No, this is to be expected. When you run

dig AAAA +dnssec

you send the query directly to the responsible nameserver. The nameserver then replies with the data it has. A nameserver is not a [recursive] resolver, it does not validate its own DNSSEC responses (it could, but that would be fairly useless and not helpful). It's like asking a server to tell whether its own certificates are valid - it can obviously do this check, but if we're going to trust what the server says we could also stop validating altogether. The client has to perform the validation, and the nameserver is not the client - the [recursive] resolver is.

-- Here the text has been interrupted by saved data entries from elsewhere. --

PR #562, opened 2023-06-30
JCL-401: fetch access requests

timea-solid:
This is adding a more complex test scenarios of the fetch endpoint.
Scenario. 
Alice owns a resource Bob wants to access.
Bob makes an access request
Bob calls the fetch with the id -> this works.
Alice calls the fetch with the same id -> this works too. (because the resource belongs to Alice).

Reworded the java doc on the usage of the recipient in the accessRequest API. (I misunderstood it initially)


acoburn (approved):
LGTM

PR #573, opened 2023-07-03
JCL-394: Issued At javadoc

acoburn:
The issuance date is already supported by AccessCredential subtypes, but the base class is missing a javadoc.


timea-solid:
I saw this part of the issuance date.
But isn't the issue(..) method supposed to have a `final Instant issuanceDate` in its call such that the request, for example, can be requested for a future date?

NSeydoux (approved):

PR #575, opened 2023-07-05
JCL-411: RDF4J service test coverage

NSeydoux:
This adds unit test coverage for the RDF4J implementations of the RDF service. 

The integration tests have a jena-specific part for the core module, which is excluded from the tests running with the RDF4J dependencies, but the domain model mapping integration tests run with all three implementations of the RDF service.

The RDF-specific parts of the core module unit tests are duplicated, so that there is a Jena-specific and an RDF4J-specific implementation of the tests, each being appropriately excluded when running the tests.


core/pom.xml
```diff
@@ -183,13 +183,20 @@
             <id>default-test</id>
             <phase>none</phase>
           </execution>
+          <!-- The rdf-legacy module is an older version of RDF4J specifically targeting Android development. It isn't
```
acoburn, line 186: This explanation is fine, but why are we [including](https://github.com/inrupt/solid-client-java/blob/604de7e4f4931e911e71dc2ca6bfeef8f1905386/core/pom.xml#L150-L155) rdf-legacy in the dependencies in the first place?

core/pom.xml
```diff
@@ -243,6 +259,78 @@
...
+            </goals>
+            <configuration>
+              <excludes>
+                <exclude>**/*JenaTest.java</exclude>
+              </excludes>
+              <classpathDependencyExcludes>
+                <classpathDependencyExclude>com.inrupt.client:inrupt-client-okhttp</classpathDependencyExclude>
+                <classpathDependencyExclude>com.inrupt.client:inrupt-client-jsonb</classpathDependencyExclude>
+                <classpathDependencyExclude>com.inrupt.client:inrupt-client-jena</classpathDependencyExclude>
+                <classpathDependencyExclude>com.inrupt.client:inrupt-client-rdf-legacy</classpathDependencyExclude>
```
acoburn, line 276: We would not need this special exclusion if we didn't add it to the dependencies in the first place.

core/pom.xml
```diff
@@ -243,6 +259,78 @@
...
+            </goals>
+            <configuration>
+              <excludes>
+                <exclude>**/*JenaTest.java</exclude>
+              </excludes>
+              <classpathDependencyExcludes>
+                <classpathDependencyExclude>com.inrupt.client:inrupt-client-httpclient</classpathDependencyExclude>
+                <classpathDependencyExclude>com.inrupt.client:inrupt-client-jsonb</classpathDependencyExclude>
+                <classpathDependencyExclude>com.inrupt.client:inrupt-client-jena</classpathDependencyExclude>
+                <classpathDependencyExclude>com.inrupt.client:inrupt-client-rdf-legacy</classpathDependencyExclude>
```
acoburn, line 294: ditto

acoburn (commented):
Why not j

NSeydoux:
Let me merge https://github.com/inrupt/solid-client-java/pull/588 into this branch, I initially intended to remove the `rdf-legacy` dependency in its own separate PR, but I don't mind the two changes being squashed into the same commit.

timea-solid (approved):

PR #2085, opened 2022-03-03
add logo and institution name for BankAccounts view

### LINKED ISSUE #1852: [M2] Add Institution Logo & Institution Name

lisaqyli:
### Description
When calling getFinclusiveBankAccounts endpoint to IHL, IHL would return a list of bank account information associated with the wallet. IHL now returns institution name and logo, we want to display them in the bankAccounts list view.

### Tested
Unit tested

### Related issues

- Fixes #1852


lisaqyli:
With fake data:
274805862_1190222141716284_5923268814323250007_n

When no logo avail:
274969597_633940807709391_3191677383846024400_n

packages/mobile/src/account/BankAccounts.tsx
```diff
@@ -73,24 +73,21 @@ function BankAccounts({ navigation, route }: Props) {
   }, [newPublicToken])
 
   function getBankDisplay(bank: BankAccount) {
+    // Todo: Consider adding a default placeholder image for banks without a logo available
```
cajubelt, line 76: can you write an issue for this and remove the todo? ...or just do it? doesn't sound that hard

packages/mobile/src/in-house-liquidity/index.ts
```diff
@@ -84,6 +84,8 @@ export interface BankAccount {
   accountName: string
   accountType: string
   accountNumberTruncated: string
+  institutionName: string
+  institutionLogo: string
```
cajubelt, line 88: if `institutionLogo` is expected to be nullable, that should be reflected in the type so that we get compile-time errors wherever we forgot to use null checks

packages/mobile/src/account/BankAccounts.tsx
lisaqyli: So the hard part is I dont have a default image at hand not the act of adding the placeholder image itself. Also the percentage of bank accounts plaid does not return logo is really small so I don't feel it's a ticket-worthy task as all. I also think just the gray blank image doesn't look too bad.

jh2oman: I think blank logo is fine

jh2oman (approved):

MuckT:
@lisaqyli does this need to be tested by QA in the release cycle?

PR #2128, opened 2022-03-09
feat(onboarding): Add a skipVerification flag that can skip phone verification during onboarding

jh2oman:
### Description

This PR adds a feature flag, `skipVerification`, that can be used to toggle whether or not Phone Verification should be a part of the onboarding flow. Removing phone verification from the onboarding flow will be part of an upcoming experiment.

[Experiment Proposal
](https://www.notion.so/valora-inc/Verification-c1afb404d23242d293bd80d2d40c8efb)

[Zenhub Ticket
](https://app.zenhub.com/workspaces/acquisition-squad-sprint-board-6010683afabec1001a090887/issues/valora-inc/wallet/1838)

https://user-images.githubusercontent.com/8432644/157553203-ecab871b-badf-4134-92b7-06f7610635c8.mp4

### Tested

Tested locally on an iOS emulator

### How others should test

Turn `skipVerification` feature flag to `true`. Then go through the onboarding flow (both create account, and restore account steps) and note that phone verification is skipped and the `Step X of X` header displays the correct numbers.


packages/mobile/src/app/selectors.ts
```diff
@@ -180,29 +182,48 @@ export const registrationStepsSelector = createSelector(
...
+        step =
+          step > (steps as Record<Screens.EnableBiometry, number>)[Screens.EnableBiometry]
+            ? step - 1
+            : step
       }
-      // remove biometry screen from step
-      const step = restoreAccountSteps[activeScreen as RestoreAccountScreens]
-      return { step: step > 3 ? step - 1 : step, totalSteps: 4 }
+    }
+    if (skipVerification) {
```
cajubelt, line 220:
```suggestion
    if (skipVerification && totalSteps > 0) {
```
this is pretty dumb but feels a little safer

packages/mobile/src/app/selectors.ts
```diff
@@ -180,29 +182,48 @@ export const registrationStepsSelector = createSelector(
...
+      totalSteps--
     }
 
-    if (biometryEnabled) {
-      return { step: createAccountSteps[activeScreen as CreateAccountScreens], totalSteps: 4 }
+    return {
+      step,
```
cajubelt, line 225: a hidden assumption here is that phone verification always takes place last in the list of steps. What if it didn't? Shouldn't we make sure `step` is updated to account for that? Could do this with something like `if (step >= steps[Screens.VerificationEducationScreen] || step >= steps[Screens.VerificationInputScreen]) step--`

packages/mobile/src/app/selectors.ts
```diff
@@ -180,29 +182,48 @@ export const registrationStepsSelector = createSelector(
...
+      totalSteps,
     }
-    // remove biometry screen from step
-    const step = createAccountSteps[activeScreen as CreateAccountScreens]
-    return { step: step > 3 ? step - 1 : step, totalSteps: 3 }
```
MuckT, line 206: I noticed previously the code would return out of the if blocks when conditions were hit. Here it looks like here we are switching to modifying the `totalSteps`, `step` and `steps` across the if blocks as there are now multiple conditions; e.g. I could have !biometryEnabled and also be in the experiment group so `totalSteps`, `step` and `steps` so it needs to dynamically account for those two conditions; Is this correct? I don't doubt that this works, but it's a bit hard to follow.

packages/mobile/src/import/saga.test.ts
```diff
@@ -79,6 +84,29 @@ describe('Import wallet saga', () => {
     await expectSuccessfulSagaWithPhrase(mockValidSpanishPhrase)
   })
 
+  it('initializes account and navigates to home if skipVerification is true', async () => {
```
cajubelt, line 87: is there also coverage on the case where skipVerification is false (ensuring that the verification screens are shown)?

packages/mobile/src/app/selectors.ts
jh2oman: Yes thats correct, it needs to be able to account for the possibility of both the biometrics screen and the phone verification screens being skipped.

The code looks much more confusing in diff mode than it does in split diff or on its own.

packages/mobile/src/redux/migrations.test.ts
```diff
@@ -428,6 +429,15 @@ describe('Redux persist migrations', () => {
...
     expectedSchema.app.showPriceChangeIndicatorInBalances = false
 
+    expect(migratedSchema).toMatchObject(expectedSchema)
+  })
+  it('works for v37 to v38', () => {
+    const oldSchema = v37Schema
+    const migratedSchema = migrations[38](oldSchema)
+
+    const expectedSchema: any = { ...oldSchema }
+    expectedSchema.app.skipVerification = false
```
cajubelt, line 439: we should probably use a deep copy here

cajubelt: since this mutates the oldSchema object

packages/mobile/src/import/saga.ts
```diff
@@ -160,8 +161,13 @@ export function* importBackupPhraseSaga({ phrase, useEmptyWallet }: ImportBackup
       ValoraAnalytics.track(AppEvents.redux_store_recovery_success, { account })
     }
     ValoraAnalytics.track(OnboardingEvents.wallet_import_success)
-
-    navigateClearingStack(Screens.VerificationEducationScreen)
+    const skipVerification = yield select(skipVerificationSelector)
+    if (skipVerification) {
+      yield put(initializeAccount())
```
cajubelt, line 166: seems like there's probably a good answer to this, but can you explain to me why we only need to initialize the account if we're skipping verification?

cajubelt (commented):
minor stuff, looks good overall

packages/mobile/src/redux/migrations.test.ts
jh2oman: 🤯

packages/mobile/src/app/selectors.ts
jh2oman: That would help safeguard against future changes. I can add it in.

packages/mobile/src/import/saga.test.ts
jh2oman: Adding it in 👍

packages/mobile/src/import/saga.ts
jh2oman: Currently `initializeAccount` is only called on the VerificationEducationScreen OR if it gets skipped because komenci is down or verification is disabled completely. I'm not entirely sure why those were the places chosen, but I though it probably best to continue calling `initializeAccount` when verification is skipped

packages/mobile/src/app/selectors.ts
```diff
@@ -218,7 +218,16 @@ export const registrationStepsSelector = createSelector(
       }
     }
     if (skipVerification) {
-      totalSteps--
+      if (Object.keys(steps).includes(Screens.VerificationEducationScreen)) {
+        totalSteps--
+        step =
+          step >
```
cajubelt, line 224:
```suggestion
          step >=
```
I think this needs to be >=

cajubelt: not 100% sure

cajubelt (approved):
nice! see comment, not sure if we need it to be >= in one place

packages/mobile/src/app/selectors.ts
jh2oman: Equal to would be the actual VerificationEducationScreen, which should hopefully never be shown when skipVerification is true

packages/mobile/src/app/selectors.ts
```diff
@@ -180,29 +182,57 @@ export const registrationStepsSelector = createSelector(
...
+    let steps
+    let totalSteps
+    let step
     if (recoveringFromStoreWipe) {
-      return {
-        step: storeWipeRecoverySteps[activeScreen as StoreWipeRecoveryScreens],
-        totalSteps: 3,
-      }
+      steps = storeWipeRecoverySteps
+      totalSteps = 3
```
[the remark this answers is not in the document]
jh2oman: It does happens to be the same since verification has 2 screens in the same step. I was hesitant to code that directly in b/c i'm not sure how stable that will be over time

packages/mobile/src/app/selectors.test.ts
```diff
@@ -129,6 +129,22 @@ describe('registrationStepsSelector', () => {
       }
     )
   })
+  it('should return the correct steps for create account screens with skipValidation enabled', () => {
+    ;(Object.keys(createAccountSteps) as Array<keyof typeof createAccountSteps>).forEach(
```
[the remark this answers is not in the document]
jh2oman: I don't think it actually has any purpose. I'll admit that i copy/pasted from the other tests which had this pattern

ValoraQA:
Hey @MuckT please help us to test the above PR as it has some feature to be enabled from backend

A resolver like Cloudflare is a [recursive] resolver, meaning that it retrieves the data from the domain's nameservers for you and performs DNSSEC validation. So the SERVFAIL you see is generated by Cloudflare in response to getting invalid data from the nameserver. Internally, Cloudflare got the exact same dataset you see when running the above command.

The authority section is often changed (primarily removal of irrelevant data) by recursive resolvers, so its to be expected that it looks different when asking the resolver vs the nameserver directly. Recursive resolvers also add data where they think its useful, while nameservers usually just tell you the answer to your "question" in DNS-speak.

(Also, to clarify: dig itself doesn't do any DNSSEC validation, at least not by default. I don't know if there's a switch to turn that on, +dnssec just sets the DNSSEC-OK (DO) flag, so that DNSSEC is visible in responses)


Uch, I selected CAA at the "Analyze" in the beginning, but for some reason it didn't give me any error previously. Manually selecting it again shows the errors now :slight_smile:


Thanks for the help everybody. I marked the entry that seemed most helpful as the solution.

Removing DNSSEC was finally the avenue that the client took and was the main element in fixing their issues. They got in touch with me Friday last week to resolve their remaining issues.

The client had some sort of DNS issue 2-3 months ago where their DNS was 'hacked' (it was unclear to me if it was a typical DNS expiration / takeover or a nefarious type getting control of their login). As part of trying to prevent similar issues in the future they must have turned on DNSSEC from the user interface. However, the implementation doesn't seem compatible with letsecnrypt, causing issues on their next certificate renewal. They didn't seem to have any true requirement for DNSSEC and had turned it back off before I started helping Friday.

They had made some additional A record and other changes that needed reverted before I got them on track.

CAA with was buggy.
The client had attempted the CAA workaround as well but mistakenly put the CAA record at the apex and didn't have in the value. Additionally, I found that when trying to add the correct www level record that still doesn't seem to have proper CAA support. IE: After adding the www CAA record, the UI showed two apex level records and worse, neither could be removed (it sounds like it will require a call to their tech support to resolve that issue).

Although a CNAME www record is our preferred configuration, we were able to get things working with an A record alongside the broken and now unnecessary CAA record.


Does that mean it has been fixed at this point in time?


Sorry for lack of clarity. I worked around it and moved on, I doubt they changed/fixed anything.

If some technical writer can give me the proper way I should have worded that to indicate it was buggy when I was using without implying it has been fixed maybe I can learn from my mistakes.


Thank you @TeQuilYa, that was my guess; but I like to know things for sure. :slight_smile:


Maybe using something more like:
... was too buggy (for me).
[which implies that you moved away from it - not that it has been fixed]


This topic was automatically closed 30 days after the last reply. New replies are no longer allowed.